**Task statement:** Every line below between the one holding "plugins/indonesian/indowebnovel.ts" and the one holding "rajarsheechatterjee, line 124: If", inclusive, should be copied exactly, and no other line.

**Data records:**
PR #2528, opened 2026-09-16
fix(indonesian/indowebnovel): restore chapter list and chapter text

### LINKED ISSUE #2524: IndoWebNovel
### Plugin

Bahasa Indonesia: IndoWebNovel

### Severity

Can't Load Novels

### Steps To Reproduce

IndoWebNovel I've added a novel, but the chapters aren't showing up. 

https://github.com/user-attachments/assets/ec123642-ba6a-4a09-b13d-f822d597b60d

### Expected Behavior

https://github.com/user-attachments/assets/84af6953-e524-4174-abcb-3d272a224f81

### Actual Behavior

This error has been around since 1-1-2026 I think 

### LNReader Version

2.14

### Plugin Version

1.2.3

### Android Version

Android 12 

### Other Details

Image
It's like that and the chapter doesn't appear. 

### Acknowledgements

- [x] I have searched existing issues and confirmed this is not a duplicate.
- [x] I have written a clear and descriptive title.
- [x] I have updated the app to the latest version **[2.0.0](https://github.com/LNReader/lnreader/releases/tag/v2.0.0-beta.3)**.
- [x] I have updated all installed plugins to the latest version.
- [x] I understand that app-specific issues should be reported in the [app repository](https://github.com/LNReader/lnreader/issues/new/choose).

RibatTRW:
## Fix

Closes #2524. IndoWebNovel novels came back with an empty chapter list and empty chapter text after a site markup change: the list container is now `ul.series-chapterlists` (plural) and the body no longer lives in `.adsads`, so both old selectors matched nothing.

- Chapter list reads `.series-chapterlists li` (site still newest-first, so the existing reverse to oldest-first stays); chapter names come from the entry's non-date span so the release date no longer runs into the title.
- Chapter body anchors on the stable inner `main #content` instead of a class name: the wrapper carries a long randomized-looking token, so nothing depends on its value.
- Listing accepts all three card layouts (`.flexbox2-item`, `.flexbox3-item`, `.popular .flexbox-item`) so a variant layout never parses to zero novels; chapter entries populate `releaseTime` from `span.date` where present.
- All requests send browser-like headers and throw carrying the HTTP status on a refused response, so blocks report INCONCLUSIVE instead of false empties.
- Version `1.2.4` → `1.3.1`. Title, cover, author, status, summary, genres, and path handling are unchanged.

## Verification

`check:plugin` passes all four steps live (20 popular, 1 search result, 497-chapter novel, 15282-char chapter). Also verified: a second 400-chapter novel, three chapter bodies with real prose and no boilerplate, and metadata populated on both novels. `build:compile` clean; the file is clean under eslint and prettier (remaining repo-wide findings are pre-existing in untouched files).

Caveat: the wrapper token never rotated across samples (same value in 4 chapters, repeat and cache-busted requests), so rotation itself was not reproduced — but the fix does not depend on the token. AI-authored change, no human review.


RibatTRW:
it works

plugins/indonesian/indowebnovel.ts
```diff
@@ -88,8 +88,16 @@ class IndoWebNovel implements Plugin.PluginBase {
 
     const chapters: Plugin.ChapterItem[] = [];
 
-    loadedCheerio('.series-chapterlist li').each((i, el) => {
-      const chapterName = loadedCheerio(el).find('a').text().trim();
+    loadedCheerio('.series-chapterlists li').each((i, el) => {
+      // The list entry also holds a `span.date`; drop it so the chapter name
+      // does not end with the release date.
```
rajarsheechatterjee, line 124: If the release date can be parsed, could we populate it for each chapter?

RibatTRW: Done,each chapter now populates releaseTime from the list entry's span.date (e.g. "October 23, 2025"), validated with Date.parse and stored as ISO; entries without a parsable date leave it unset. Verified against the live site: parseNovel returns 497 chapters all carrying releaseTime, and the plugin live check passes 4/4. (Implemented with AI assistance, verified locally; upstream CI on the fork branch is awaiting maintainer approval to run.)

RibatTRW:
Pushed 32176236 for this head: browser-like request headers, and a refused response now reports as a site block (INCONCLUSIVE per docs/testing.md) instead of an empty catalog; the chapter release dates asked about in the review thread are populated (497 chapters carry releaseTime, verified against the live site). Local live check passes 4/4. The check run for this head is waiting on approval — could you approve it so the check can report?

RibatTRW:
@rajarsheechatterjee the live check should work now. What failed was not the plugin: the runner was served a block page instead of the listing, and because `fetchApi` never throws on a non-2xx response the check parsed that page into an empty result and reported it as "Returned no novels". The plugin now sends browser-like request headers and treats a refused response as a site block, which docs/testing.md defines as INCONCLUSIVE rather than a plugin failure. Verified here against the live site (popular 20, novel 497 chapters with dates, chapter text 15k chars, search results) and additionally driven through the plugin playground in the app UI, where every view rendered real content. We cannot start the workflow from the fork without approval — could you approve the check run so it can report?

PR #2529, opened 2026-09-16
fix(ar): empty chapter bodies and Riwyat novel metadata (Galaxy Novels, Riwyat, Kol Novel, Free Kol Novel)

RibatTRW:
Closes #2522, #2568, #2486, #2483, #2505, #2465, #2501, #2370, #1566, #2442

Opening a chapter in these sources showed "no content" while the cover, description and chapter list still loaded. Each source was broken for a different reason; four are fixed, and the fifth could not be checked at all and is reported as not verified rather than claimed.

| Source | Cause | Status |
| --- | --- | --- |
| Galaxy Novels | chapter links were built from a WordPress post id (`…/chapter-<post-id>/`, which 404s), and the JSON endpoint the plugin preferred answers Cloudflare 403 to third-party clients | fixed |
| Riwyat | `$('.text-left') \|\| …` never reached its later selectors (a cheerio selection is always truthy), and the theme's invisible decoy blocks were returned as text | fixed |
| Kol Novel | the body regex required a `bottomnav` terminator the theme dropped, and hard-coded a `<div>` wrapper where the theme serves `<article>` | fixed — proxy-verified, not end-to-end |
| Free Kol Novel | the same regex break, plus chapter links point at `kolnovel.com` so the plugin requested `free.kolnovel.com/https://kolnovel.com/…` | fixed — proxy-verified, not end-to-end |
| Markazriwayat | not reproduced: the site serves a "Coming Soon" page and 404s every other path | not verified — no code changed |

Folded in as well: Riwyat's novel metadata on the site's new theme (name, cover, summary, author, genres, status and rating all came back empty) through additive fallbacks that only run after the existing selectors yield nothing, so classic-theme sources cannot change behaviour. Issue #2568, a kolnovel empty chapter reported after this PR opened, is the same template defect and is covered by the same fix.

## Verification

- Galaxy Novels: `npm run check:plugin` — popular 20 ✅, search 1 ✅, parseNovel 30 chapters ✅, parseChapter 13258 chars ✅ (was a 404).
- Riwyat: popular 12 ✅, search 1 ✅, parseNovel 15 chapters ✅, parseChapter 16910 chars ✅ (was 0 chars).
- The shared `lightnovelwp` fix was independently reproduced on a reachable source, TC & Sega: `parseChapter` FAIL (0 chars) → PASS 5905 chars.
[...]

Issue #2522, opened 2026-09-14
[kolnovel] Empty chapter: the dominating — العودة بنجاح


mozart2030:
### Plugin

‎العربية: Galaxy Novels, ‎العربية: مركز الروايات

### Severity

Can't Load Novels

### Steps To Reproduce

hi, there is many arabic  plugins not working as when you open a chapter it is show a massage telling you no content 
1.kol novel
2.free kolnovel 
3.riwyat ........est

<img width="720" height="1600" alt="Image" src="https://github.com/user-attachments/assets/75973fe7-ed88-4f06-a1f2-0dc094fbcd59" />

### Expected Behavior

the chapter is readable 

### Actual Behavior

the content of the chapter not loading but the cover and the novels discretion numbers and names of chapters doses load normally 

### LNReader Version

2.0.3

### Plugin Version

1.1.0

### Android Version

أندرويد 12

### Acknowledgements

- [x] I have searched existing issues and confirmed this is not a duplicate.
- [x] I have written a clear and descriptive title.
- [x] I have updated the app to the latest version **[2.0.0](https://github.com/LNReader/lnreader/releases/tag/v2.0.0-beta.3)**.
- [x] I have updated all installed plugins to the latest version.
- [x] I understand that app-specific issues should be reported in the [app repository](https://github.com/LNReader/lnreader/issues/new/choose).

PR #2530, opened 2026-09-16
chore(arabic/markazriwayat): park broken source and point to Galaxy Novels

RibatTRW:
## Change

Disposition of the fifth source left unverified by #2529. Related to #2522 — deliberately no closing keyword, since this removes rather than repairs: `markazriwayat.com` serves no novel content on any route. Direct requests hit a Cloudflare challenge, behind which sits only a Hostinger "Coming Soon" placeholder and a theme 404 page. There is nothing left to parse.

- `plugins/arabic/Markazriwayat.ts` → `plugins/arabic/Markazriwayat.broken.ts`, the repo's documented convention for an unavailable source (excluded from production compilation, source retained). The header comment names the successor: the operators' own Coming Soon page announces Galaxy Novels (`galaxynovels.com`) as their affiliated site, already shipped here as the `galaxynovels` plugin.
- Follow-up commit on this branch: the live checker skips parked `*.broken.ts` sources (workflow target exclusion plus an INCONCLUSIVE short-circuit in `scripts/live-check-plugin.js`, documented in `docs/testing.md`), since checking them can only fail by design.
- Not added to `BLACKLIST.json` (owner-takedown entries, not downtime). No version bump, per the #1977 retirement precedent.

## Verification

`build:compile` exits 0 with no `*markaz*` in output; the manifest reports the source broken and carries zero `markazriwayat` ids. Lint (2 errors / 10 warnings) and format findings are identical before and after — all pre-existing in untouched files. No live check is possible: the site serves no content, which is the reason for the PR.

Left untouched deliberately: generated `keys.json` / issue-template keys (rewritten by workflow after release) and the icon asset, matching other parked plugins. AI-authored change, no human review; the successor detail was confirmed via a second egress route.


RibatTRW:
Pushed d35f06ab for this head: the live check now skips a parked `*.broken.ts` source (INCONCLUSIVE) instead of failing it on its dead site, while healthy plugins are still fully checked. Local lint, format and compile pass; the renamed source is excluded from the build. The check run for this head is waiting on approval — could you approve it so the check can report?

**Answer for the task:**
plugins/indonesian/indowebnovel.ts
```diff
@@ -88,8 +88,16 @@ class IndoWebNovel implements Plugin.PluginBase {
 
     const chapters: Plugin.ChapterItem[] = [];
 
-    loadedCheerio('.series-chapterlist li').each((i, el) => {
-      const chapterName = loadedCheerio(el).find('a').text().trim();
+    loadedCheerio('.series-chapterlists li').each((i, el) => {
+      // The list entry also holds a `span.date`; drop it so the chapter name
+      // does not end with the release date.
```
rajarsheechatterjee, line 124: If the release date can be parsed, could we populate it for each chapter?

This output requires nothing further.